> **Activity**: The word "RCTComponentViewFactory" marks the lines to copy; find all of them in the entries below.

> **Given entries**:
PR #29810, opened 2020-08-30
Update iOS Fabric-related files to compile on OSS

empyrical:
## Summary

This pull request updates the Podspecs and associated build scripts, and some source files so they build on OSS. RNTester now compiles with `fabric_enabled` again.

The following changes have been made:

 * Various spots that were pointing to the old `ReactCommon/fabric` location have now been updated to `ReactCommon/react/renderer`
 * Files that were attempting to use internal FB header `FBRCTFabricComponentsPlugins.h` were changed to use `RCTFabricComponentsPlugins.h`
 * `RCTFabricComponentsPlugins` in OSS was updated to include the `Image` fabric component (thanks @tsapeta)
 * Replaced old `generate-rncore.sh` build script with new `generate-rncore.js` script which does not require `flow-node` and uses the `react-native-codegen` API directly, so there is no longer any need for an interim `schema-rncore.json` file.
 * Updated Yoga podspec which wasn't fully synced with changes from the main Yoga repo
 * Updated Fabric podspec with additional needed subspecs

## Changelog

[General] [Fixed] - RNTester compiles with `fabric_enabled` again

## Test Plan

RNTester now compiles and runs in the simulator again when `fabric_enabled` is set to `true`.


hramos:
Our internal CI flagged the changes to RCTFabricComponentsPlugins. Looks like the internal codegen does not include Image in the plugin map. I'll need to address that before we can merge these changes.

empyrical:
One thing I need to do before this can be merged is have the podspec reflect the recent moving of `ReactCommon/turbomodule` to `ReactCommon/react/nativemodule`. I can give you a mention once I've pushed that change.

hramos:
Sounds good. I'm putting the final touches on switching RNTester to use the react-native-codegen modules output, then I'll be looking at getting this PR merged.

empyrical:
Rebased and got it working again! Turns out I was mistaken and did not need to make any changes to `turbomodule`, but I did need to make a small tweak to header search paths in `React-graphics.podspec`.

React/Fabric/Mounting/RCTComponentViewFactory.mm
```diff
@@ -57,8 +57,7 @@ + (RCTComponentViewFactory *)standardComponentViewFactory
   [componentViewFactory registerComponentViewClass:[RCTParagraphComponentView class]];
   [componentViewFactory registerComponentViewClass:[RCTTextInputComponentView class]];
 
-  Class<RCTComponentViewProtocol> imageClass = RCTComponentViewClassWithName("Image");
```
sammy-SC, line 60: Hello,

this needs to stay as is. Is allows us to have multiple implementations of Image component view and change them based on the app.

hramos: I'll revert this on the internal diff. Thanks Sam!

empyrical: Would adding the image component to the OSS `RCTFabricComponentsPlugins.mm` break anything internally at FB?

sammy-SC: Hey @empyrical,

sorry for the slow reply.

"Image" is already in `RCTFabricComponentsPlugins.mm`. The reason why it is here, and other components above, is for preemptive view allocation. 

Please let me know if you have any other questions.

PR #29832, opened 2020-09-02
feat(alert): use support library for alert dialog

DomiR:
## Summary

Instead of using the AlertDialog from the android library we use the AlertDialog from the support library to render dialogs properly on Lollipop phones.

## Changelog

[Android] [Fixed] - Fix AlertDialog for older android devices by using AlertDialog from the androidx support library

## Test Plan

Visual inspection.
With old AlertDialog:
ddd1692b-2bcb-424a-9355-1b54515c6618 - Donald Duck (1)

With compat AlertDialog:
Screenshot_1973-06-21-21-23-28

### DIFF
--- a/ReactAndroid/src/main/java/com/facebook/react/modules/dialog/BUCK
+++ b/ReactAndroid/src/main/java/com/facebook/react/modules/dialog/BUCK
@@ -7,6 +7,7 @@ rn_android_library(
     labels = ["supermodule:xplat/default/public.react_native.infra"],
     provided_deps = [
         react_native_dep("third-party/android/androidx:annotation"),
+        react_native_dep("third-party/android/androidx:app"),
         react_native_dep("third-party/android/androidx:core"),
         react_native_dep("third-party/android/androidx:fragment"),
         react_native_dep("third-party/android/androidx:legacy-support-core-ui"),
--- a/ReactAndroid/src/main/java/com/facebook/react/modules/dialog/BUCK
+++ b/ReactAndroid/src/main/java/com/facebook/react/modules/dialog/BUCK
@@ -6,12 +6,7 @@ rn_android_library(
     is_androidx = True,
     labels = ["supermodule:xplat/default/public.react_native.infra"],
     provided_deps = [
-        react_native_dep("third-party/android/androidx:annotation"),
-        react_native_dep("third-party/android/androidx:app"),
-        react_native_dep("third-party/android/androidx:core"),
-        react_native_dep("third-party/android/androidx:fragment"),
-        react_native_dep("third-party/android/androidx:legacy-support-core-ui"),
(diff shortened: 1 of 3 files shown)


safaiyeh:
cc @dulmandakh

dulmandakh (approved):
LGTM

DomiR:
I don't know how to fix the BUCK files... circleci doesn't seem to build properly, but I compiled it on my machine and the result can be seen above.

DomiR:
I can't wait for the next release and I'm scared to roll with my own fork for the release 😅 

Here https://github.com/DomiR/react-native-compat-alert is reimplementation of the module, that uses androidx.appcompat.app.AlertDialog. Would be nice to see this in the next release.

ReactAndroid/src/main/java/com/facebook/react/modules/dialog/BUCK
```diff
@@ -7,6 +7,7 @@ rn_android_library(
     labels = ["supermodule:xplat/default/public.react_native.infra"],
     provided_deps = [
         react_native_dep("third-party/android/androidx:annotation"),
+        react_native_dep("third-party/android/androidx:app"),
```
dulmandakh, line 10: try changing ** react_native_dep("third-party/android/androidx:app")** with ** react_native_dep("third-party/android/androidx:appcompat-binary")**

dulmandakh:
Please remove everything in provided_deps, and add **react_native_dep("third-party/android/androidx:appcompat")**

DomiR:
@dulmandakh there is still some BUCK file for the test build that needs updating... any ideas?

dulmandakh:
You find a file that fails to compile, and usually there is a BUCK file in the same folder which might require change.

dulmandakh:
I dug a little bit, and couldn't a fix the test failure. It seems like AppCompat components require themed context, ThemedReactContext in RN case, but RN passes ReactApplicationContext to modules constructor which is used by DialogModule to show AlertDialog. Thus tests are failing. Please help @mdvacca

camilossantos2809:
Any updates? I have an app that is used a lot on devices with android 5/lollipop, this improvement would help me a lot. Thanks!

DomiR:
Sucks that internal Facebook build tools are not the OS way. It builds for me, but BUCK needs to be configured differently to allow those tests to pass.

In the meantime you can use my fork, which only replaces that import: https://github.com/DomiR/react-native-compat-alert

safaiyeh:
What versions of Android does this aim to fix?

DomiR:
I think Lollipop and earlier... other components also use the androidx compact lib, so it's not something unusual. Without compat the Alert works on older phones with the limitations mentioned above (no vertical button stacking, overflow on small devices).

> **Answer to this task**:
React/Fabric/Mounting/RCTComponentViewFactory.mm
@@ -57,8 +57,7 @@ + (RCTComponentViewFactory *)standardComponentViewFactory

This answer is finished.